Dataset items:
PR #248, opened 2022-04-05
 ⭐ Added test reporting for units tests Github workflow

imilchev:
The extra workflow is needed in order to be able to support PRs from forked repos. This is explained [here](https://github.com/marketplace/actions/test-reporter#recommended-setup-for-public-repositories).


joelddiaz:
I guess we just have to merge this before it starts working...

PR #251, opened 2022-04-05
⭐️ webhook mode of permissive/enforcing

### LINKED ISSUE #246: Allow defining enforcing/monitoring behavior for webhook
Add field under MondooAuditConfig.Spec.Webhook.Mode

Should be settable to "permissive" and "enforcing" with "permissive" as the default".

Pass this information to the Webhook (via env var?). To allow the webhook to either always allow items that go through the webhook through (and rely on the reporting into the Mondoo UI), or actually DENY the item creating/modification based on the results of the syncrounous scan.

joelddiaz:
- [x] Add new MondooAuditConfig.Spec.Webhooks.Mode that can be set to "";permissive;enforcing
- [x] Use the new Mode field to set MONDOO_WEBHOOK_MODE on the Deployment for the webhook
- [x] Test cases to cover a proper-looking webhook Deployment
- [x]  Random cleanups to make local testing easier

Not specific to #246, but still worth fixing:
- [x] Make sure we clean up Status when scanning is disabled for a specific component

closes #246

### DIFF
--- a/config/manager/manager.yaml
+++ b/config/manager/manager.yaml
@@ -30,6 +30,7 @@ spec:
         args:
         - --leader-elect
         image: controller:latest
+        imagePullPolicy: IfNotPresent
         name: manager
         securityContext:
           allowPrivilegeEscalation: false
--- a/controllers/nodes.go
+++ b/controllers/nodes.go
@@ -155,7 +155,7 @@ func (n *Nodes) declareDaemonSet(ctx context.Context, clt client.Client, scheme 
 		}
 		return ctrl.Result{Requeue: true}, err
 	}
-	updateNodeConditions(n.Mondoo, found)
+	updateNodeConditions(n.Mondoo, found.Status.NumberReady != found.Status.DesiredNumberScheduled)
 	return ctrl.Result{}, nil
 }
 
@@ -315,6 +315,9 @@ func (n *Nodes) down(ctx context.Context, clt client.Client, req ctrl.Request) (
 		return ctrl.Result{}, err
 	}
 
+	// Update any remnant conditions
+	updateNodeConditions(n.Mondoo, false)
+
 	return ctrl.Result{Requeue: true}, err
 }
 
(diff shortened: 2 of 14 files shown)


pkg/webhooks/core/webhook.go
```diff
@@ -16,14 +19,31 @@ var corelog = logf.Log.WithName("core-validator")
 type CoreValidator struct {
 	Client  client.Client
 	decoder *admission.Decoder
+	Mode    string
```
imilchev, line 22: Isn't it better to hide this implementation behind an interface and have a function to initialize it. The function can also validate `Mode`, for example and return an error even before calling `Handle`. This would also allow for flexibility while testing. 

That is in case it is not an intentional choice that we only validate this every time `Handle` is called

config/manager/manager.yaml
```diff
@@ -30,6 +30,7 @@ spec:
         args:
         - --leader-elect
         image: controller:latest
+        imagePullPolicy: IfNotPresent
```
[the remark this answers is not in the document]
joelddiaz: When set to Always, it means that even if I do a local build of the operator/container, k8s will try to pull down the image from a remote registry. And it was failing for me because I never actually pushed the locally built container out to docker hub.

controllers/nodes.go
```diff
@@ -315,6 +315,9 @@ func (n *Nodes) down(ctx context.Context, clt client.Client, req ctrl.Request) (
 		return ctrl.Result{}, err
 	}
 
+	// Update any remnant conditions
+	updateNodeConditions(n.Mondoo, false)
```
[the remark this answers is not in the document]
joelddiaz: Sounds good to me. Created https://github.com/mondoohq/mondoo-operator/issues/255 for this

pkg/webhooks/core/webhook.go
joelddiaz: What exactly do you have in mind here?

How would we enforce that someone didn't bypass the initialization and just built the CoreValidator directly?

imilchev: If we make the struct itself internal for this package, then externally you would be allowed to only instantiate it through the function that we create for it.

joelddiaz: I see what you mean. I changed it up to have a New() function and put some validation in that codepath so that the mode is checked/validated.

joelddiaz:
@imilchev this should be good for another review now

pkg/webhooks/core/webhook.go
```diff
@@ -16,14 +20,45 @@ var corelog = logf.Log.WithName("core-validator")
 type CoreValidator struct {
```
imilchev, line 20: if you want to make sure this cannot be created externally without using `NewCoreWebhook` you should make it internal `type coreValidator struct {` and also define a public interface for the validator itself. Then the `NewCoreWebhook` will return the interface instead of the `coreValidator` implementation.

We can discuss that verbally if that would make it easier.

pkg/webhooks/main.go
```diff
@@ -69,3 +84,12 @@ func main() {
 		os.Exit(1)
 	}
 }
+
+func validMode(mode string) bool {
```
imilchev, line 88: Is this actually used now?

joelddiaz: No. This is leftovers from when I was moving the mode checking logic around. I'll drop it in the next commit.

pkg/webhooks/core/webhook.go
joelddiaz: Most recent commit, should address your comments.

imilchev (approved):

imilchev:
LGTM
* * *
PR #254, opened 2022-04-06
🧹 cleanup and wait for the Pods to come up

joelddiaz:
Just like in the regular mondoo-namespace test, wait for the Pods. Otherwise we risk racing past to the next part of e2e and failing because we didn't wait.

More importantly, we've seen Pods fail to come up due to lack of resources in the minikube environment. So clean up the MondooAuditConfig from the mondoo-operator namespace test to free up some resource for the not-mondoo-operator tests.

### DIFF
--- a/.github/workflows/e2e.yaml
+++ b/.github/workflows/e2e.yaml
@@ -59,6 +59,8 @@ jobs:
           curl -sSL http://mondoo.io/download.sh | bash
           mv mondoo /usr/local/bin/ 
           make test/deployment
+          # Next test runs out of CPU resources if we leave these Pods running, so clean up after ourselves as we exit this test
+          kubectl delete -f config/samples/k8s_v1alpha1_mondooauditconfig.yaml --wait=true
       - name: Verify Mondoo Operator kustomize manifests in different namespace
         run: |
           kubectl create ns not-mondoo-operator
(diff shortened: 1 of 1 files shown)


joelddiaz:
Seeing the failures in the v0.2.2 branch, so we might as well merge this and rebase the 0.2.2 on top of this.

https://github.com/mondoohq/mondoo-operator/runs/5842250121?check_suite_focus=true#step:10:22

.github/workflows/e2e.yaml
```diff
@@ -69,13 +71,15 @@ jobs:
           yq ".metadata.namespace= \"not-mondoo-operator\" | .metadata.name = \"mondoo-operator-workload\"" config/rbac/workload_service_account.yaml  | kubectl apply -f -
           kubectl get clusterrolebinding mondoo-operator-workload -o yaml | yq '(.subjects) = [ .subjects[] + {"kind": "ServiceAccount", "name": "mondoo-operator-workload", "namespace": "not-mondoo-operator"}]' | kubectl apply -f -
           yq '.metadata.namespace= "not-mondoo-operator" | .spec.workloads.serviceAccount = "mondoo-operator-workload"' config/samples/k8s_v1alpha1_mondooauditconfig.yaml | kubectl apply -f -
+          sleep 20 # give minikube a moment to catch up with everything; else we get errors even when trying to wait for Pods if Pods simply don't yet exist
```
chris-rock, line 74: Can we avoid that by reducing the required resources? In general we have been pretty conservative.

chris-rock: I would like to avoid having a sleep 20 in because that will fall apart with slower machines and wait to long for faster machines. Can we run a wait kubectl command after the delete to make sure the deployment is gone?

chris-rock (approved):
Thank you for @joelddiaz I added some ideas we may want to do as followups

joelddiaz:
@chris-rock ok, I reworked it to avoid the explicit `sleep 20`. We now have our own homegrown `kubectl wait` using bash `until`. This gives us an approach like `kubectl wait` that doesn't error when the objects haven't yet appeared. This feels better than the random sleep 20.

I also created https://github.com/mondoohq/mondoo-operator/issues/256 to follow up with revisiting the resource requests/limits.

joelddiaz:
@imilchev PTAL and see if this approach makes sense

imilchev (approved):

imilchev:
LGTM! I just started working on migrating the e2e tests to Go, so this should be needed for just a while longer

» What you are asked to do
Count the lines above that contain the word "https", and give only that number.

» Written solution
4